We consider driving a team of \(N\) robots to a translationally independent formation in the \((x,y)\) plane that satisfies a given set of constraints.

System dynamics and communication graph

The considered algorithm models each robot as having single-integrator dynamics

\[\dot{x}_i = u_i,\]

where for all \(i \in \{1, \ldots, N\}\), \(x_i \in \mathbb{R}^2\) is the \(i\)-th system state (i.e., position) and \(u_i \in \mathbb{R}^2\) is the \(i\)-th system input (i.e., velocity).

We assume the robots communicate according to a given undirected graph \(\mathcal{G} = (\mathcal{V}, \mathcal{E})\), where \(\mathcal{V} = \{1, \ldots, N\}\) is the set of robots and \(\mathcal{E} \subset \mathcal{V} \times \mathcal{V}\) is the set of edges. If \((i,j) \in \mathcal{E}\), then also \((j,i) \in \mathcal{E}\) and robots \(i\) and \(j\) can send information to each other. The set of neighbors of each agent \(i\) is denoted by \(\mathcal{N}_i = \{j \in \mathcal{V} \mid (i,j) \in \mathcal{E}\}\).
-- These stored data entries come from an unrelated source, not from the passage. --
PR #2368, opened 2024-11-18
Staging/adf4368

skucukar:
The ADF4368 is a high performance, ultra-low jitter, integer-N and fractional-N phase-locked loop (PLL) with integrated VCO ideally suited for frequency conversion applications.

The high performance PLL has a figure of merit of −239 dBc/Hz, very low 1/f noise of normalized −287 dBc/Hz and high PFD frequency that can achieve ultra-low in-band noise and integrated jitter. The ADF4368 can generate any frequency from 800 MHz to 12.8 GHz without an internal doubler, which eliminates the need for sub-harmonic filters. The Σ-Δ modulator includes a 25-bit fixed modulus that allows hertz frequency resolution and an additional 17-bit variable modulus, which allows even finer resolution and flexibility for frequency planning. The 9 dBm output power at 12.8 GHz in single-ended configuration with 16 step power adjust feature makes it very useful for any application.

For multiple frequency conversion applications, such as phase array radar or massive MIMO systems, the outputs of multiple ADF4368 can be aligned by using the SYNC input or EZSync™. The EZSync method is used when it is difficult to distribute the SYNC signal to all devices precisely. For applications that require deterministic delay or delay adjustment capability, a programmable reference to output delay with <1 ps resolution is provided. The reference to output delay is guaranteed across multiple devices and temperature, allowing for predictable and precise multichip alignment.

The simplicity of the ADF4368 block diagram eases development time with a simplified serial-peripheral interface (SPI) register map, external SYNC input, and repeatable multichip phase alignment both in integer mode and fractional mode.

## Pull Request Description

## PR Type

## PR Checklist

### DIFF
--- a/drivers/frequency/adf4368/adf4368.c
+++ b/drivers/frequency/adf4368/adf4368.c
@@ -1,0 +1,1992 @@
+/***************************************************************************//**
+ *   @file   adf4368.c
+ *   @brief  Implementation of ADF4368 Driver.
+ *   @author Sirac Kucukarabacioglu (sirac.kucukarabacioglu@analog.com)
+********************************************************************************
+ * Copyright 2024(c) Analog Devices, Inc.
+ *
+ * Redistribution and use in source and binary forms, with or without
+ * modification, are permitted provided that the following conditions are met:
+ *
+ * 1. Redistributions of source code must retain the above copyright notice,
+ *    this list of conditions and the following disclaimer.
+ *
+ * 2. Redistributions in binary form must reproduce the above copyright notice,
+ *    this list of conditions and the following disclaimer in the documentation
+ *    and/or other materials provided with the distribution.
+ *
+ * 3. Neither the name of Analog Devices, Inc. nor the names of its
+ *    contributors may be used to endorse or promote products derived from this
+ *    software without specific prior written permission.
+ *
+ * THIS SOFTWARE IS PROVIDED BY ANALOG DEVICES, INC. “AS IS” AND ANY EXPRESS OR
+ * IMPLIED WARRANTIES, INCLUDING, BUT NOT LIMITED TO, THE IMPLIED WARRANTIES OF
+ * MERCHANTABILITY AND FITNESS FOR A PARTICULAR PURPOSE ARE DISCLAIMED. IN NO
+ * EVENT SHALL ANALOG DEVICES, INC. BE LIABLE FOR ANY DIRECT, INDIRECT,
+ * INCIDENTAL, SPECIAL, EXEMPLARY, OR CONSEQUENTIAL DAMAGES (INCLUDING, BUT NOT
+ * LIMITED TO, PROCUREMENT OF SUBSTITUTE GOODS OR SERVICES; LOSS OF USE, DATA,
+ * OR PROFITS; OR BUSINESS INTERRUPTION) HOWEVER CAUSED AND ON ANY THEORY OF
+ * LIABILITY, WHETHER IN CONTRACT, STRICT LIABILITY, OR TORT (INCLUDING
+ * NEGLIGENCE OR OTHERWISE) ARISING IN ANY WAY OUT OF THE USE OF THIS SOFTWARE,
+ * EVEN IF ADVISED OF THE POSSIBILITY OF SUCH DAMAGE.
+*******************************************************************************/
+
+#include "adf4368.h"
+#include "no_os_alloc.h"
+#include "no_os_delay.h"
+#include "no_os_error.h"
+#include "no_os_print_log.h"
+
+/**
+ * @struct adf4368_reg_sequence
+ * @brief ADF4368 register format structure for default values
+ */
+static struct adf4368_reg_sequence {
+	uint16_t reg;
+	uint8_t val;
+};
+
+/**
+ * @struct adf4368_reg_defaults
+ * @brief ADF4368 register initialization
+ */
+static const struct adf4368_reg_sequence adf4368_reg_defaults[] = {
+
+	{ 0x054, 0x00 },
+	{ 0x053, 0x25 },
+	{ 0x052, 0x00 },
+	{ 0x051, 0x00 },
+	{ 0x050, 0x00 },
+	{ 0x04f, 0x00 },
+	{ 0x04e, 0x10 },
+	{ 0x04d, 0x00 },
+	{ 0x04c, 0x2B },
+	{ 0x04b, 0x5D },
+	{ 0x04a, 0x00 },
+	{ 0x048, 0x00 },
+	{ 0x047, 0x00 },
+	{ 0x046, 0x00 },
+	{ 0x045, 0x08 },
+	{ 0x044, 0x18 },
+	{ 0x043, 0x09 },
+	{ 0x042, 0x09 },
+	{ 0x041, 0x00 },
+	{ 0x040, 0x00 },
+	{ 0x03f, 0x83 },
+	{ 0x03e, 0x26 },
+	{ 0x03d, 0xC0 },
+	{ 0x03c, 0x00 },
+	{ 0x03b, 0x8C },
+	{ 0x03a, 0x00 },
+	{ 0x039, 0xB0 },
+	{ 0x038, 0x00 },
+	{ 0x037, 0x3E },
+	{ 0x036, 0xD6 },
+	{ 0x035, 0x04 },
+	{ 0x034, 0x99 },
+	{ 0x033, 0x32 },
+	{ 0x032, 0xD3 },
+	{ 0x031, 0x69 },
+	{ 0x030, 0x1B },
+	{ 0x02f, 0xA7 },
+	{ 0x02e, 0x00 },
+	{ 0x02d, 0xF1 },
+	{ 0x02c, 0x4C },
+	{ 0x02b, 0x03 },
+	{ 0x02a, 0x10 },
+	{ 0x029, 0xDD },
+	{ 0x028, 0x20 },
+	{ 0x027, 0x28 },
+	{ 0x026, 0x80 },
+	{ 0x025, 0x00 },
+	{ 0x024, 0x00 },
+	{ 0x023, 0x80 },
+	{ 0x022, 0x00 },
+	{ 0x021, 0x09 },
+	{ 0x020, 0xC1 },
+	{ 0x01f, 0x1E },
+	{ 0x01e, 0x28 },
+	{ 0x01d, 0xDD },
+	{ 0x01c, 0xFF },
+	{ 0x01b, 0xFF },
+	{ 0x01a, 0xFF },
+	{ 0x019, 0x55 },
+	{ 0x018, 0x55 },
+	{ 0x017, 0x55 },
+	{ 0x016, 0x00 },
+	{ 0x015, 0x00 },
+	{ 0x014, 0x43 },
+	{ 0x013, 0x55 },
+	{ 0x012, 0x55 },
+	{ 0x011, 0x00 },
+	{ 0x010, 0x2B },
+};
+
+/* Charge pump current values expressed in uA */
+static const int adf4368_ci_ua[] = {
+	790,
+	990,
+	1190,
+	1380,
+	1590,
+	1980,
+	2390,
+	2790,
+	3180,
+	3970,
+	4770,
+	5570,
+	6330,
+	7910,
+	9510,
+	11100
+};
+
+/**
+ * @brief Writes data to ADF4368 over SPI.
+ * @param dev	   - The device structure.
+ * @param reg_addr - The register address.
+ * @param data 	   - Data value to write.
+ * @return 	   - 0 in case of success or negative error code otherwise.
+ */
+int adf4368_spi_write(struct adf4368_dev *dev, uint16_t reg_addr, uint8_t data)
+{
+	uint8_t buff[ADF4368_BUFF_SIZE_BYTES];
+	uint16_t cmd;
+
+	if (!dev)
+		return -EINVAL;
+
+	cmd = ADF4368_SPI_WRITE_CMD | reg_addr;
+	if (dev->spi_desc->bit_order) {
+		buff[0] = no_os_bit_swap_constant_8(cmd & 0xFF);
+		buff[1] = no_os_bit_swap_constant_8(cmd >> 8);
+		buff[2] = no_os_bit_swap_constant_8(data);
+	} else {
+		buff[0] = cmd >> 8;
+		buff[1] = cmd & 0xFF;
+		buff[2] = data;
+	}
+
+	return no_os_spi_write_and_read(dev->spi_desc, buff,
+					ADF4368_BUFF_SIZE_BYTES);
+}
+
+/**
+ * @brief Reads data from ADF4368 over SPI.
+ * @param dev 	   - The device structure.
+ * @param reg_addr - The register address.
+ * @param data	   - Data read from the device.
+ * @return	   - 0 in case of success or negative error code otherwise.
+ */
+int adf4368_spi_read(struct adf4368_dev *dev, uint16_t reg_addr, uint8_t *data)
+{
+	uint8_t buff[ADF4368_BUFF_SIZE_BYTES];
+	uint16_t cmd;
+	int ret;
+
+	if (!dev)
+		return -EINVAL;
+
+	cmd = ADF4368_SPI_READ_CMD | reg_addr;
+	if (dev->spi_desc->bit_order) {
+		buff[0] = no_os_bit_swap_constant_8(cmd & 0xFF);
+		buff[1] = no_os_bit_swap_constant_8(cmd >> 8);
+		buff[2] = no_os_bit_swap_constant_8(ADF4368_SPI_DUMMY_DATA);
+	} else {
+		buff[0] = cmd >> 8;
+		buff[1] = cmd & 0xFF;
+		buff[2] = ADF4368_SPI_DUMMY_DATA;
+	}
+
+	ret = no_os_spi_write_and_read(dev->spi_desc, buff,
+				       ADF4368_BUFF_SIZE_BYTES);
+	if (ret)
+		return ret;
+
+	if (dev->spi_desc->bit_order)
+		*data = no_os_bit_swap_constant_8(buff[2]);
+	else
+		*data = buff[2];
+
+	return 0;
+}
+
+/**
+ * @brief Updates the values of the ADF4368 register.
+ * @param dev 	   - The device structure.
+ * @param reg_addr - The register address.
+ * @param mask 	   - Bits to be updated.
+ * @param data 	   - Update value for the mask.
+ * @return	   - 0 in case of success or negative error code otherwise.
+ */
+int adf4368_spi_update_bits(struct adf4368_dev *dev, uint16_t reg_addr,
+			    uint8_t mask, uint8_t data)
+{
+	uint8_t tmp, orig;
+	int ret;
+
+	ret = adf4368_spi_read(dev, reg_addr, &orig);
+	if (ret)
+		return ret;
+
+	tmp = orig & ~mask;
+	tmp |= data & mask;
+
+	if (tmp != orig)
+		return adf4368_spi_write(dev, reg_addr, tmp);
+
+	return 0;
+}
+
+/**
+ * @brief Will output on the terminal the values of all the ADF4368 registers.
+ * @param dev 	- The device structure.
+ * @return 	- 0 in case of success or negative error code.
+ */
+int adf4368_reg_dump(struct adf4368_dev *dev)
+{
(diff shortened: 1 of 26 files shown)


projects/adf4368/src/platform/platform_includes.h
```diff
@@ -0,0 +1,51 @@
...
+ * NEGLIGENCE OR OTHERWISE) ARISING IN ANY WAY OUT OF THE USE OF THIS SOFTWARE,
+ * EVEN IF ADVISED OF THE POSSIBILITY OF SUCH DAMAGE.
+*******************************************************************************/
+#ifndef __PLATFORM_INCLUDES_H__
+#define __PLATFORM_INCLUDES_H__
+
+/******************************************************************************/
+/***************************** Include Files **********************************/
+/******************************************************************************/
+#ifdef STM32_PLATFORM
```
amiclaus, line 39: does the project have stm32 support? if so include it in the builds.json file too.

skucukar: It doesn't support the STM32 platform.

amiclaus: If it doesn't support the STM32 platform then remove all the related additions within code and also the .ioc file.

drivers/frequency/adf4368/adf4368.c
```diff
@@ -0,0 +1,1949 @@
...
+	cmd = ADF4368_SPI_WRITE_CMD | reg_addr;
+	if (dev->spi_desc->bit_order) {
+		buff[0] = no_os_bit_swap_constant_8(cmd & 0xFF);
+		buff[1] = no_os_bit_swap_constant_8(cmd >> 8);
+		buff[2] = no_os_bit_swap_constant_8(data);
+	} else {
+		buff[0] = cmd >> 8;
+		buff[1] = cmd & 0xFF;
+		buff[2] = data;
+	}
```
CiprianRegus, line 84: I'm a bit confused by this. If the user of the driver is setting the SPI bit order why wouldn't they only use MSB (or what is specified in the datasheet)? In that case you only need to handle one bit order setting.

drivers/frequency/adf4368/adf4368.h
```diff
@@ -0,0 +1,661 @@
...
+#define MHZ					MEGA
+#define S_TO_NS					NANO
+#define NS_TO_PS				KHZ_PER_MHZ
+#define PS_TO_NS				KHZ_PER_MHZ
+#define PS_TO_US				MICRO
+#define US_TO_MS				MILLI
+#define MS_TO_S					MILLI
+#define PS_TO_S					PICO
+#define US_TO_FS				NANO
+#define NS_TO_S					NANO
```
CiprianRegus, line 416: These names are generic enough to create future collision with other macros. If you really need to use them, please add the `ADF4368_` prefix.

drivers/frequency/adf4368/adf4368.h
```diff
@@ -0,0 +1,661 @@
...
+	uint64_t			freq_min;
+	uint64_t			ref_freq_hz;
+	uint64_t			freq;
+};
+
+/**
+ * @struct reg_sequence
+ * @brief ADF4368 register format structure for default values
+ */
+struct reg_sequence {
```
CiprianRegus, line 465: You can make this static. Better yet to move it and the default values to the driver source file. Also, aren't these register values automatically loaded after a reset.

drivers/frequency/adf4368/adf4368.c
skucukar: Hi Ciprian, 

I checked this feature. This code snippet is correct but there are other bugs. 
In the "mbed_spi_init" and "no_os_spi_init" functions there is no place to set spi desc->bit_order. Its always 0.
Also in the driver while I am reading I should also swap the bits. I will fix the driver bug.

drivers/frequency/adf4368/adf4368.h
skucukar: This values are the recommended register values for given initial state. After a reset chip's default register values are different.

Struct definition is not static but struct array itself is static in the header file.

I wanted to make the driver similar to adf4382 driver but if its better in the source file I can . 
You mean static struct reg_sequence in the header file and  move the struct array to source file, right?

drivers/frequency/adf4368/adf4368.h
skucukar: Thank you! Fixed

projects/adf4368/src/platform/platform_includes.h
skucukar: Thank you! Fixed

drivers/frequency/adf4368/adf4368.c
skucukar: Fixed

skucukar:
V2

- added  "ADF4368_" prefix to calculations 
- modified struct reg_sequence to static struct reg_sequence
- Removed STM32_PLATFORM related additions and .ioc file
- Fix Driver Read - LSB mode

drivers/frequency/adf4368/adf4368.c
```diff
@@ -0,0 +1,1953 @@
...
+
+#include "adf4368.h"
+#include "no_os_alloc.h"
+#include "no_os_delay.h"
+#include "no_os_error.h"
+#include "no_os_print_log.h"
+
+/* Charge pump current values expressed in uA */
+static const int adf4368_ci_ua[] = {
+	790,
```
amiclaus, line 42: you can shrink this in 2 lines or so.

drivers/frequency/adf4368/adf4368.c
```diff
@@ -0,0 +1,1953 @@
...
+		buff[1] = cmd & 0xFF;
+		buff[2] = ADF4368_SPI_DUMMY_DATA;
+	}
+
+	ret = no_os_spi_write_and_read(dev->spi_desc, buff,
+				       ADF4368_BUFF_SIZE_BYTES);
+	if (ret)
+		return ret;
+
+	if (dev->spi_desc->bit_order) {
```
amiclaus, line 123: drop brackets.

drivers/frequency/adf4368/adf4368.c
```diff
@@ -0,0 +1,1953 @@
...
+		if (mod2_tmp > mod2_max) {
+			channel_spacing *= 5;
+		} else {
+			mod2_wd = mod2_tmp;
+			break;
+		}
+
+	} while (channel_spacing < ADF4368_CHANNEL_SPACING_MAX);
+
+	if (!en_phase_resync) {
```
amiclaus, line 392: drop brackets.

drivers/frequency/adf4368/adf4368.c
```diff
@@ -0,0 +1,1953 @@
...
+ * @param dev 	     - The device structure.
+ * @return 	     - 0 in case of success or negative error code.
+ */
+static int adf4368_optimize_ldwin(struct adf4368_dev *dev)
+{
+	uint64_t pfd_freq;
+	uint8_t ldwin_pw;
+	uint8_t tmp;
+	int ret;
+
```
amiclaus, line 480: drop extra line

drivers/frequency/adf4368/adf4368.c
```diff
@@ -0,0 +1,1953 @@
...
+int adf4368_get_ref_clk(struct adf4368_dev *dev, uint64_t *val)
+{
+	if (!dev)
+		return -EINVAL;
+
+	*val = dev->ref_freq_hz;
+
+	return 0;
+}
+
```
amiclaus, line 657: drop extra line

drivers/frequency/adf4368/adf4368.c
```diff
@@ -0,0 +1,1953 @@
...
+	ret = adf4368_spi_read(dev, 0x20, &tmp);
+	if (ret)
+		return ret;
+
+	dev->ref_div = no_os_field_get(ADF4368_R_DIV_MSK, tmp);
+	*div = dev->ref_div;
+
+	return 0;
+}
+
```
amiclaus, line 745: ditto.

drivers/frequency/adf4368/adf4368.c
```diff
@@ -0,0 +1,1953 @@
...
+		} else {
+			ret = adf4368_optimize_bleed_word(dev);
+			if (ret)
+				return ret;
+		}
+	}
+
+	// Need to set N_INT last to write Double Buffered Registers
+	val = dev->n_int & ADF4368_N_INT_LSB_MSK;
+	ret = adf4368_spi_write(dev, 0x10, val);
```
amiclaus, line 803: return directly.

drivers/frequency/adf4368/adf4368.c
```diff
@@ -0,0 +1,1953 @@
...
+			return ret;
+
+		ret = adf4368_optimize_ldwin(dev);
+		if (ret)
+			return ret;
+	}
+
+	// Need to set N_INT last to write Double Buffered Registers
+	val = dev->n_int & ADF4368_N_INT_LSB_MSK;
+	ret = adf4368_spi_write(dev, 0x10, val);
```
amiclaus, line 891: return directly.

drivers/frequency/adf4368/adf4368.c
```diff
@@ -0,0 +1,1953 @@
...
+		      no_os_field_prep(ADF4368_DNCLK_DEL_MSK, delay);
+		ret = adf4368_spi_update_bits(dev, 0x30,
+					      ADF4368_DRCLK_DEL_MSK | ADF4368_DNCLK_DEL_MSK, val);
+
+		if (ret)
+			return ret;
+
+	} else {
+		/* Power Down SYNC */
+		ret = adf4368_spi_update_bits(dev, 0x2A, ADF4368_PD_SYNC, 0xff);
```
amiclaus, line 1122: this return value is lost.

drivers/frequency/adf4368/adf4368.c
```diff
@@ -0,0 +1,1953 @@
...
+		return -EINVAL;
+
+	ret = adf4368_spi_read(dev, 0x1F, &tmp);
+	if (ret)
+		return ret;
+	*sw_sync = no_os_field_get(tmp, ADF4368_SW_SYNC_MSK);
+
+	return 0;
+}
+
```
amiclaus, line 1192: drop line

drivers/frequency/adf4368/adf4368.c
```diff
@@ -0,0 +1,1953 @@
...
+	if (int_mode) {
+		ret = adf4368_set_phase_bleedi(dev, phase_fs, phase_pol);
+		if (ret)
+			return ret;
+	} else {
+		// Only Positive Phase
+		if (phase_pol)
+			return -EINVAL;
+		ret = adf4368_set_phase_sdm(dev, phase_fs);
```
amiclaus, line 1469: return directly

amiclaus (commented):
looks good overall. small comments on my side.

drivers/frequency/adf4368/adf4368.c
skucukar: Bracket after "if" is forced with /ci/astyle.sh

drivers/frequency/adf4368/adf4368.c
skucukar: Bracket after "if" is forced with /ci/astyle.sh

drivers/frequency/adf4368/adf4368.c
skucukar: Fixed

drivers/frequency/adf4368/adf4368.c
skucukar: Fixed

drivers/frequency/adf4368/adf4368.c
skucukar: Fixed

drivers/frequency/adf4368/adf4368.c
skucukar: Fixed

drivers/frequency/adf4368/adf4368.c
skucukar: Fixed

drivers/frequency/adf4368/adf4368.c
skucukar: Fixed

drivers/frequency/adf4368/adf4368.c
skucukar: Fixed

drivers/frequency/adf4368/adf4368.c
skucukar: Fixed

drivers/frequency/adf4368/adf4368.c
skucukar: Fixed

drivers/frequency/adf4368/adf4368.c
skucukar: Not changed for readability

skucukar:
V3

- removed extra lines
- added direct returns 
- removed brackets for single line if statements

drivers/frequency/adf4368/iio_adf4368.c
```diff
@@ -0,0 +1,1199 @@
...
+
+	if (!iio_adf4368)
+		return -EINVAL;
+
+	adf4368 = iio_adf4368->adf4368_dev;
+
+	if (!adf4368)
+		return -EINVAL;
+
+	iio_parse_value(buf, IIO_VAL_INT, &val, NULL);
```
buha, line 379: i know this is not going to fail as it is now, but please check the return code of this function everywhere you use it, somebody may add failure points to it in the future and it can silently fail if it's not properly checked

drivers/frequency/adf4368/iio_adf4368.c
```diff
@@ -0,0 +1,1199 @@
...
+	END_ATTRIBUTES_ARRAY
+};
+
+
+
+static struct iio_attribute adf4368_iio_ch_attrs[] = {
+	{
+		.name = "en",
+		.shared = IIO_SEPARATE,
+		.show = adf4368_iio_read_en,
```
buha, line 1100: instead of doing 4 different read and 4 different write functions for these attributes you could've done 1 single read and 1 write function

please see how it was done here:
https://github.com/analogdevicesinc/no-OS/blob/cc73a3d70d056d143b783bd846489e2d2819ba7c/drivers/rf-transceiver/hmc630x/iio_hmc630x.c#L326-L366

i know there are lots of places that define a function for an attribute (i've done it too) but we should not be doing it like that anymore, it just takes 200 lines of code to write something that could be done in 50

projects/adf4368/src.mk
```diff
@@ -0,0 +1,45 @@
...
+	$(DRIVERS)/api/no_os_timer.c	\
+        $(DRIVERS)/api/no_os_dma.c      \
+        $(NO-OS)/util/no_os_fifo.c      \
+	$(NO-OS)/util/no_os_mutex.c     \
+	$(NO-OS)/util/no_os_lf256fifo.c \
+        $(NO-OS)/util/no_os_list.c      \
+        $(NO-OS)/util/no_os_util.c      \
+        $(NO-OS)/util/no_os_alloc.c
+
+INCS += $(INCLUDE)/no_os_delay.h     \
```
buha, line 27: you could use `NO_OS_INCS_DIR += $(INCLUDE)` to replace everything from line 27 to 42

buha (commented):
solid work, just please see about my other comments and i think it'll be good to merge

projects/adf4368/src.mk
skucukar: Fixed

drivers/frequency/adf4368/iio_adf4368.c
skucukar: Fixed and tested

drivers/frequency/adf4368/iio_adf4368.c
skucukar: Fixed

skucukar:
V4

- Added iio channel attr read-write: IIO Channel attributes combined in to one function 
- Added missing error checks

drivers/frequency/adf4368/iio_adf4368.c
```diff
@@ -0,0 +1,1087 @@
...
+	};
+
+	if (ret)
+		return ret;
+
+	return 0;
+}
+
+static struct iio_attribute adf4368_iio_attrs[] = {
+	{
```
buha, line 919: could you please to the same for device attributes like you did for channel attributes ? 2 functions that manage all these device attributes, it will result in much more compact code.

adf4368_iio_read_device_attr()
adf4368_iio_write_device_attr()

sorry i didn't see this last pass...

buha: and just for completeness, it's not even mandatory to use single function for all, but they just seem so similar that in this case i think it justifies a single function

you could even have a scenario where 1 attribute is so different than the others that you may wanna process it in its own function and have the others be treated in the main function with the big switch case, that's fine too...

projects/adf4368/src.mk
```diff
@@ -0,0 +1,47 @@
...
+	$(DRIVERS)/api/no_os_timer.c	\
+        $(DRIVERS)/api/no_os_dma.c      \
+        $(NO-OS)/util/no_os_fifo.c      \
+	$(NO-OS)/util/no_os_mutex.c     \
+	$(NO-OS)/util/no_os_lf256fifo.c \
+        $(NO-OS)/util/no_os_list.c      \
+        $(NO-OS)/util/no_os_util.c      \
+        $(NO-OS)/util/no_os_alloc.c
+
+INCS += $(NO_OS_INCS_DIR)/no_os_delay.h     \
```
buha, line 29: you did this above:
```
NO_OS_INCS_DIR += $(INCLUDE)
```

so delete all thise section, line 29 to 44

projects/adf4368/Makefile
```diff
@@ -0,0 +1,12 @@
+# Uncomment to use the desired platform
+PLATFORM = mbed
+
+# Select the example you want to enable by chossing y for enabling and n for disabling
+BASIC_EXAMPLE = n
```
buha, line 5: (commenting something that i commented on another PR that is being reviewed right now)

i don't think editing Makefiles is good to set the example to build even though we have existing projects done this way... let's strive to make the user interaction easy so that they run one of these commands to choose the example to build:

```
make EXAMPLE=basic_example
make EXAMPLE=iio_example
```

Basically you could default to basic like this:
```
EXAMPLE ?= basic_example
```

And take action based on it:
```
ifeq ($(INTERFACE), iio_example)
...
endif
```

projects/adf4368/README.rst
```diff
@@ -0,0 +1,428 @@
...
+
+In order to build the basic example make sure you have the following
+configuration in the Makefile
+`Makefile <https://github.com/analogdevicesinc/no-OS/tree/master/projects/adf4368/Makefile>`_
+
+.. code-block:: bash
+
+	# Select the example you want to enable by choosing y for enabling and n for disabling
+	BASIC_EXAMPLE = y
+	IIO_EXAMPLE = n
```
buha, line 371: this will need to change when you switch to the `make EXAMPLE=basic_example` approach

drivers/frequency/adf4368/iio_adf4368.c
skucukar: or I can make separated snprintf for every case

projects/adf4368/src.mk
skucukar: when I delete them it does not compile

projects/adf4368/Makefile
skucukar: If its possible I would like to continue with traditional approach. Our very similar product ADF4382 uses the traditional approach. So we want them to be really similar for the customer experience.

skucukar: Fixed

drivers/frequency/adf4368/iio_adf4368.c
skucukar: Fixed

drivers/frequency/adf4368/adf4368.h
skucukar: structure and array relocated to source file.

skucukar:
V5

- Add Device Attributes into one function
- Changed Makefile as describe 
- Bug Fix mbed_spi missing bit_order parameter
- Fix Project README
- Relocated default regs to adf4368.c from adf4368.h

projects/adf4368/src.mk
buha: we discussed in private this is not applicable here because there is a potentially a bug about NO_OS_INC_DIRS on mbed platform

buha (approved):

buha:
to be merged when CI passes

Formation specification and distributed control law

The desired formation is assumed to be rigid (see also [FCME10]) and is specified by a set of desired distances \(\{d_{ij}\}_{(i,j) \in \mathcal{E}}\) between any two communicating robots \(i\) and \(j\).

The distributed control law applied by each robot \(i\) is

\[u_i(t) = \sum_{j \in \mathcal{N}_i} (\|x_i(t) - x_j(t)\|^2 - d_{ij}^2) (x_j(t) - x_i(t)).\]

In the example considered here, there are \(N = 6\) ground robots that must form an hexagon with side \(L\). Adjacent robots can communicate and also opposite robots, therefore the adjacency matrix of the communication graph is

\[\begin{split}\text{Adj} = \begin{bmatrix} 0 & 1 & 0 & 1 & 0 & 1\\ 1 & 0 & 1 & 0 & 1 & 0\\ 0 & 1 & 0 & 1 & 0 & 1\\ 1 & 0 & 1 & 0 & 1 & 0\\ 0 & 1 & 0 & 1 & 0 & 1\\ 1 & 0 & 1 & 0 & 1 & 0\\ \end{bmatrix}\end{split}\]

Adjacent robots must have distance \(L\), while opposite robots must have distance \(2L\), therefore the matrix of desired inter-robot distances is

\[\begin{split}D = \begin{bmatrix} 0 & L & 0 & 2L & 0 & L \\ L & 0 & L & 0 & 2L & 0 \\ 0 & L & 0 & L & 0 & 2L\\ 2L & 0 & L & 0 & L & 0 \\ 0 & 2L & 0 & L & 0 & L \\ L & 0 & 2L & 0 & L & 0 \\ \end{bmatrix}\end{split}\]

Implementation in ChoiRbot

In order to implement the formation control example in ChoiRbot, we consider the following nodes for each robot:

  • a Team Guidance node that exchanges the current position with the neighbors and computes the input \(u_i(t)\) with a certain frequency

  • a Control node that converts the single-integrator input (vector velocity) into the corresponding suitable unicycle input (angular and linear velocity)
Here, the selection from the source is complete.